Charles Alan Weber Jr. (born September 20, 1978) is an American actor and former model. In 2014, Weber began starring as Frank Delfino in the ABC legal drama series, How to Get Away with Murder.

== Early life ==
Weber was born in Jefferson City, Missouri. He dropped out of college after a year and moved to New York City when he was 19 years old to study at the Stella Adler Studio of Acting. As a model, Weber appeared in the Christmas 1998 Abercrombie & Fitch catalog when photographer Bruce Weber revitalized the publication.

==Career==
Weber made his screen debut in the 2000 film The Broken Hearts Club: A Romantic Comedy. Later that same year, he was cast in the recurring role of Ben on the TV series Buffy the Vampire Slayer. Weber appeared in 14 episodes of the series from 2000 to 2001. He later guest-starred on The Drew Carey Show, Charmed, Veronica Mars, House, Burn Notice, Bones, Warehouse 13 and CSI: Crime Scene Investigation.

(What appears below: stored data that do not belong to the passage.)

PR #2496, opened 2026-04-16
Fix/on 5539 chat scroll bleeds to page

cephaschapa:
## Changes
- Adds login to lock body scroll when popover is open
- Removes unused code and vars

### DIFF
--- a/app/src/components/ChatBot/chat-popover.tsx
+++ b/app/src/components/ChatBot/chat-popover.tsx
@@ -76,6 +76,14 @@ export default function ChatPopover({
     setShowDisclaimer(false);
   };
 
+  // Lock body scroll while popover is open
+  useEffect(() => {
+    document.body.style.overflow = open ? "hidden" : "";
+    return () => {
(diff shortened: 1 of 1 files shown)


app/src/components/ChatBot/chat-popover.tsx
```diff
@@ -72,9 +71,13 @@ export default function ChatPopover({
     onOpen();
   };
 
-  const handleDisclaimerCancel = () => {
-    setShowDisclaimer(false);
-  };
+  // Lock body scroll while popover is open
+  useEffect(() => {
+    document.body.style.overflow = open ? "hidden" : "";
```
lemilonkh, line 76: The other thing we could try is applying this CSS style to the chat popup div element:

```css
overscroll-behavior: contain;
```

This should prevent the scrolling from getting out of the div?
Might be worth testing which approach works better in practice though.

lemilonkh (approved):
Great, thanks 👍 ✨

From 2003 to 2004, Weber had roles in the direct-to-video films Gacy, The Kiss and Cruel Intentions 3. In 2010, he co-starred in the vampire-spoof film Vampires Suck. From 2003 to 2004 he had a recurring role of Jay in another The WB drama series, Everwood. From 2012 to 2013 he appeared in the MTV comedy-drama series, Underemployed, and later had a recurring role on the fifth season of The CW teen drama, 90210.

In 2014, Weber was cast in the series regular role in the ABC legal drama series, How to Get Away with Murder produced by Shonda Rhimes. He played the role of Frank Delfino, an associate of Viola Davis' character.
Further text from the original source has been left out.